_Work order:_ Determine the count of lines in the following entries that contain the string "tests". Write only the number.

_Data listing:_
+===+

PR #2616, opened 2024-02-17
feat(Roles): Support for casting role names to enums

### LINKED ISSUE #2609: Enums shouldn't be casted in the model
**Describe the bug**
I am using an enum for my roles. It is called `UserRoleEnum`. I somehow thought that I need to cast the enum when saving in the database. So I added the following to my `Role`-Model
```php
    protected $casts = [
        'name' => UserRoleEnum::class,
    ];
```
I know now that this was not needed/causes the package to not work correctly anymore.

**Versions**
- spatie/laravel-permission package version: 6.3.0
- laravel/framework package: v10.43.0

PHP version: 8.3.1

Database version: MySQL 8.2.0

**To Reproduce**
* Setup Laravel and the permission package
* Use an enum for the Role
* Cast the enum in the Model
* Assign a user any role
* Use `hasRole(UserRoleEnum::<ROLE>)` and it will always return false

image
The first output are the user roles, the second one the name of the first role and the third one the `hasRole`-check
image

**Example Application**
I didn't create one so far. If you prefer to have one I can set one up. 

**Expected behavior**
I am not sure if it is a bug or a missing information in the documentation (I know that it should say not to cast but it would have saved me a few hours). Both would be valid fixes for me.

 - OS: macOS
 - Version 14.2.1

gajosadrian:
fixes #2609

It's more like a new feature because @schnetzi extended base **Role** model and did:
```php
protected $casts = [
    'name' => UserRoleEnum::class,
];
```

I used a custom accesor to dynamically cast it into the corresponding enum. Otherwise, it returns the original `name` attribute value.
```php
/**
 * @return string|\BackedEnum
 */
public function getNameAttribute()
{
    $name = $this->attributes['name'];

    if (str_contains($name, 'casted_enum')) {
        return TestRolePermissionsEnum::from($name);
    }

    return $name;
}
```

### DIFF
--- a/src/Traits/HasRoles.php
+++ b/src/Traits/HasRoles.php
@@ -228,6 +228,16 @@ trait HasRoles
 
         if ($roles instanceof \BackedEnum) {
             $roles = $roles->value;
+
+            return $this->roles
+                ->when($guard, fn ($q) => $q->where('guard_name', $guard))
+                ->contains(function ($role) use ($roles) {
+                    if ($role->name instanceof \BackedEnum) {
+                        return $role->name->value == $roles;
+                    }
+
+                    return $role->name == $roles;
+                });
         }
 
         if (is_int($roles) || PermissionRegistrar::isUid($roles)) {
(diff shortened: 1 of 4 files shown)


gajosadrian:
Probably need to add tests with string parameters too.

drbyte:
Thanks!

PR #2618, opened 2024-02-19
Get permission and role class from method instead of the configuration in traits

illambo:
**Edit**: I push PR #2623 for a more complete solution.

This PR add the (little) ability to override role and permission model class in traits, this can "facilitate" (in a non-exhaustive manner, see discuss #2571) some cases of applications with package used on multiple databases (without the need to modify the configuration at runtime).

### DIFF
--- a/src/Models/Permission.php
+++ b/src/Models/Permission.php
@@ -58,7 +58,7 @@ class Permission extends Model implements PermissionContract
     public function roles(): BelongsToMany
     {
         return $this->belongsToMany(
-            config('permission.models.role'),
+            $this->getRoleClass(),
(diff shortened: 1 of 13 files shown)


parallels999:
Must be the same change for Models??
https://github.com/spatie/laravel-permission/blob/0e593bb9e6808cc55c67f150878b0847f20b9036/src/Models/Permission.php#L61
https://github.com/spatie/laravel-permission/blob/0e593bb9e6808cc55c67f150878b0847f20b9036/src/Models/Role.php#L70

illambo:
Good point, later I check this. Thanks

drbyte:
still reviewing this and the other PR

PR #2641, opened 2024-03-21
Update HasPermissions::collectPermissions() docblock

Plytas:
Implementation was changed in https://github.com/spatie/laravel-permission/pull/2420 so the comment is currently incorrect.


drbyte:
Thanks!

PR #737, opened 2018-02-28
Corrects a typo in the tests for FC007

richardc:
This example was passing, but because it was not finding an
`include_recipe`, rather than finding a local use of `include_recipe`.

Signed-off-by: Richard Clamp <richardc@unixbeard.net>


tas50:
Nice catch. I'll see what I can do to fix this one up

richardc:
There shouldn't be anything to fix-up, the example when corrected still works, but now for the right reason.  

The travis failures are the same as those on master, problems cloning git repositories for the regression suite.

PR #742, opened 2018-03-07
Fixup failing travis on master

richardc:
Master is currently failing on travis:

* The latest release of rubocop adds new style checks, so the rubocop target was failing
* The recipe for removing other versions of bundler was not working under RVM 2.5.0, leading to two installs of bundler.

Here we:

* pins rubocop to the last known compatible release based on travis logs
* Adopts an approach from https://github.com/travis-ci/travis-ci/issues/8717#issuecomment-366500378 to 'uninstall' bundler from RVM 2.5.0

### DIFF
--- a/.travis.yml
+++ b/.travis.yml
@@ -13,7 +13,7 @@ branches:
 
 # this avoids build issues with rainbow on old bundler/rubygems
 before_install:
-  #- gem update --system
+  - gem update --system
   - gem --version
   - rvm @global do gem uninstall bundler -a -x -I || true
   - gem install bundler
--- a/Gemfile
+++ b/Gemfile
@@ -8,7 +8,7 @@ group :test do
   gem "minitest", "~> 5.3"
   gem "minitest-reporters"
   gem "simplecov", "~> 0.8"
-  gem "chefstyle", "~> 0.5"
+  gem "chefstyle", "~> 0.5.0"
 end
 
 group :development do


richardc:
So far just a pin to rubocop.

Issue with the `bundle exec` doesn't happen locally, will be pushing various investigation commits to see what travis environment is doing

richardc:
Regression tests are running in all cells, but only failing in the 2.5.0 rvm.  Hmm.

richardc:
To surface the error:

```
  1) regression test with cookbook users should match expected output
     Failure/Error: command("git clone -q https://github.com/chef-cookbooks/#{name}.git .")
     
     Mixlib::ShellOut::ShellCommandFailed:
       Expected process to exit with [0], but received '1'
       ---- Begin output of bundle exec git clone -q https://github.com/chef-cookbooks/users.git . ----
       STDOUT: 
       STDERR: /home/travis/.rvm/gems/ruby-2.5.0/bin/bundle:23:in `load': cannot load such file -- /home/travis/.rvm/rubies/ruby-2.5.0/lib/ruby/gems/2.5.0/gems/bundler-1.16.1/exe/bundle (LoadError)
       	from /home/travis/.rvm/gems/ruby-2.5.0/bin/bundle:23:in `<main>'
       	from /home/travis/.rvm/gems/ruby-2.5.0/bin/ruby_executable_hooks:15:in `eval'
       	from /home/travis/.rvm/gems/ruby-2.5.0/bin/ruby_executable_hooks:15:in `<main>'
       ---- End output of bundle exec git clone -q https://github.com/chef-cookbooks/users.git . ----
       Ran bundle exec git clone -q https://github.com/chef-cookbooks/users.git . returned 1
     # ./vendor/bundle/ruby/2.5.0/gems/mixlib-shellout-2.3.2/lib/mixlib/shellout.rb:293:in `invalid!'
     # ./vendor/bundle/ruby/2.5.0/gems/mixlib-shellout-2.3.2/lib/mixlib/shellout.rb:280:in `error!'
     # ./vendor/bundle/ruby/2.5.0/gems/rspec-command-1.0.3/lib/rspec_command.rb:111:in `block in command'
     # ./vendor/bundle/ruby/2.5.0/gems/rspec-command-1.0.3/lib/rspec_command.rb:108:in `tap'
     # ./vendor/bundle/ruby/2.5.0/gems/rspec-command-1.0.3/lib/rspec_command.rb:108:in `command'
     # ./spec/regression/regression_spec.rb:11:in `block (4 levels) in <top (required)>'
     # ./vendor/bundle/ruby/2.5.0/gems/rspec-command-1.0.3/lib/rspec_command.rb:47:in `block (2 levels) in <module:RSpecCommand>'
     # ./vendor/bundle/ruby/2.5.0/gems/rspec-command-1.0.3/lib/rspec_command.rb:45:in `block in <module:RSpecCommand>'
```

So that's the `bundle exec git clone ...` failing to find `exe/bundle` from the gem path.

richardc:
https://travis-ci.org/Foodcritic/foodcritic/jobs/350259777#L491-L492

```
$ rvm @global do gem uninstall bundler -a -x -I || true
ERROR:  While executing gem ... (Gem::InstallError)
    gem "bundler" cannot be uninstalled because it is a default gem
```

Looks like the uninstall doesn't occur, so we end up with multiple installed/incorrectly activated bundler.

coderanger:
Deleting a default gem is not usually a safe thing to do. Why do you think we should do is here?

richardc:
@coderanger because otherwise you end up with two versions of bundler installed, which breaks as described in earlier comments https://github.com/Foodcritic/foodcritic/pull/742#issuecomment-371101183

If you have a fix for the bug in a better form I'm happy to defer to your fix

coderanger:
Does that still happen with an updated rubygems (i.e. uncomment the `gem update --system`)?

richardc:
Let's see - 9e6ff1e

tas50:
That looks to fix the issue. Can you squash this all down to a single commit. Also instead of pinning rubocop you can just set chefstyle = 0.5.0 which should do it. I'll get a PR open to cleanup the warnings there later. Thanks for taking this one though. It's been on my todo list since it started.

PR #745, opened 2018-04-04
Force UTF8 encoding

scotthain:
Signed-off-by: Scott Hain <shain@chef.io>

For example, when you're running in a container you don't control that doesn't have a utf8 locale set.

example:
```
LC_ALL=C foodcritic .
Checking 48 files
bundler: failed to load command: foodcritic (<snip>/.chefdk/gem/ruby/2.4.0/bin/foodcritic)
ArgumentError: invalid byte sequence in US-ASCII
```

### DIFF
--- a/lib/foodcritic.rb
+++ b/lib/foodcritic.rb
@@ -1,3 +1,6 @@
+Encoding.default_external = Encoding::UTF_8
+Encoding.default_internal = Encoding::UTF_8
+
 require "pathname"
 require "cucumber/core"
 require "treetop"


lamont-granquist:
prior art:  https://github.com/berkshelf/berkshelf/blob/1546390764b5c93a6f1845953032936b350f8878/lib/berkshelf.rb#L29

lamont-granquist:
you could probably move that into `lib/foodcritic.rb` if you wanted to use a larger hammer.

scotthain:
done @lamont-granquist

PR #748, opened 2018-04-07
Add FC116: Cookbook depends on the deprecated compat_resource cookbook

tas50:
compat_resource isn't required with later released of Chef 12 and should
not be used in modern cookbooks.


damacus:
Yes please.

/me runs this over sous-chefs.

+===+

_Reply:_ 3